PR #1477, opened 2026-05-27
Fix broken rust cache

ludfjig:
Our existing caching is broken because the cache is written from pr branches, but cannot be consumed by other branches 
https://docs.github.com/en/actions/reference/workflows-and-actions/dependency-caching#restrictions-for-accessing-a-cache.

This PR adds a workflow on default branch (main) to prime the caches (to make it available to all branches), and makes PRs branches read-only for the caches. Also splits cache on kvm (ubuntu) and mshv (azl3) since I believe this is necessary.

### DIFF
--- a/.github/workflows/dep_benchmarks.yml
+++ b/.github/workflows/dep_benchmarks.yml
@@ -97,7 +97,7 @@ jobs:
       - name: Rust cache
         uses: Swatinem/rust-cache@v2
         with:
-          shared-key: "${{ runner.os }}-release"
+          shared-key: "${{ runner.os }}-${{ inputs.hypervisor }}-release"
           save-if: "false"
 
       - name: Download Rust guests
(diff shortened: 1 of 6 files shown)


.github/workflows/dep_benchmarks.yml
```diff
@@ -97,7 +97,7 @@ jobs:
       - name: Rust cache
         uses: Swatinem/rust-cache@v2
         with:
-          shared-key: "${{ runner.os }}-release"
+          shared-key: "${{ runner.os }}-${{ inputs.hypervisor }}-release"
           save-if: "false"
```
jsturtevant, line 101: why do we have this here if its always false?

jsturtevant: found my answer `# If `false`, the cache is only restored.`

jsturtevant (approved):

* * *

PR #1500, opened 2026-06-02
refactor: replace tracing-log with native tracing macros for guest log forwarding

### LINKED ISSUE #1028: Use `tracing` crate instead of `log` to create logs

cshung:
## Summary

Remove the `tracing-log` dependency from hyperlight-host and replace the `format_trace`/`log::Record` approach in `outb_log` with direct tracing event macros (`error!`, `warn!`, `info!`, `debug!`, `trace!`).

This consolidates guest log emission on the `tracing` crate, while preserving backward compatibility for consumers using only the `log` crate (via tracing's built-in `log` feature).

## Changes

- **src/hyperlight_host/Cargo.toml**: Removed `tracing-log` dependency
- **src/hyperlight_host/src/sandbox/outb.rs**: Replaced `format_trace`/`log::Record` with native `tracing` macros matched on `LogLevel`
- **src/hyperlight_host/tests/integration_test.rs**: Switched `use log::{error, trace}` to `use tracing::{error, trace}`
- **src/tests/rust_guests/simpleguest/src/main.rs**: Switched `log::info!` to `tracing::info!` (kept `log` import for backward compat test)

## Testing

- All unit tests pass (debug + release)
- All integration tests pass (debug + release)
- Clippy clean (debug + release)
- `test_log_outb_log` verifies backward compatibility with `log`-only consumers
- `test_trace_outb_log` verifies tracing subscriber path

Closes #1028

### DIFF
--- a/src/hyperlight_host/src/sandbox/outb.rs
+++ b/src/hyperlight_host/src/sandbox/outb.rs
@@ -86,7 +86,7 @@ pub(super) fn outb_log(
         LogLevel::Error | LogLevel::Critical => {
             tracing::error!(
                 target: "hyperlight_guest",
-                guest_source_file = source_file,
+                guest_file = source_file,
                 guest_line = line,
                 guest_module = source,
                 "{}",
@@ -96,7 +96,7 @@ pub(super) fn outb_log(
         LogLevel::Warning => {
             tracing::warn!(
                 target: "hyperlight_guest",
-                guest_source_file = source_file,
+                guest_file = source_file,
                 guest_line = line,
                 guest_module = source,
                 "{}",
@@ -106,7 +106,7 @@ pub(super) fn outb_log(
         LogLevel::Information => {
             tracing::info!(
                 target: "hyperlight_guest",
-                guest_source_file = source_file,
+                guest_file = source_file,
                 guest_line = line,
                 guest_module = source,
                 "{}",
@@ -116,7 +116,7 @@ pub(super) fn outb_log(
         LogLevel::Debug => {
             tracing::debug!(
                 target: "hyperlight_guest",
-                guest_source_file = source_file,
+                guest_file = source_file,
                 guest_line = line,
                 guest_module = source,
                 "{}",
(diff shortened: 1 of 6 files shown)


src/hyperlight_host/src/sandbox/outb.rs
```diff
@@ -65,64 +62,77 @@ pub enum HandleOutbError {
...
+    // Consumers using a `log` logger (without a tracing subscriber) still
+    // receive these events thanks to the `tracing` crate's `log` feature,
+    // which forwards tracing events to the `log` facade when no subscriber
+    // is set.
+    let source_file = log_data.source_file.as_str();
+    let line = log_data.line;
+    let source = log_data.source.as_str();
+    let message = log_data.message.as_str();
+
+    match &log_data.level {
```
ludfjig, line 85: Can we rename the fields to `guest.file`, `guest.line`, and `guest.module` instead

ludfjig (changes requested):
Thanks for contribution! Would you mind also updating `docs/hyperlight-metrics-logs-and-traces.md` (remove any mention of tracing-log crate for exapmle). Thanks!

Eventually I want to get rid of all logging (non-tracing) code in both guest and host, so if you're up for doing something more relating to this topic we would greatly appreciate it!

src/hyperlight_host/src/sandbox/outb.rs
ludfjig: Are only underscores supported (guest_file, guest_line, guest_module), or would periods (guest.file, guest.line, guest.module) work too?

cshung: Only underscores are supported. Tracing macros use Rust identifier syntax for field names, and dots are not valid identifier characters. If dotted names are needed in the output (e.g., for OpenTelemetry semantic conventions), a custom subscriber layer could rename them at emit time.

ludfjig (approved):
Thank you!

Exercise description :: Among the lines above, count those containing the word "logs" and write only the number.

Answer to the exercise :: 2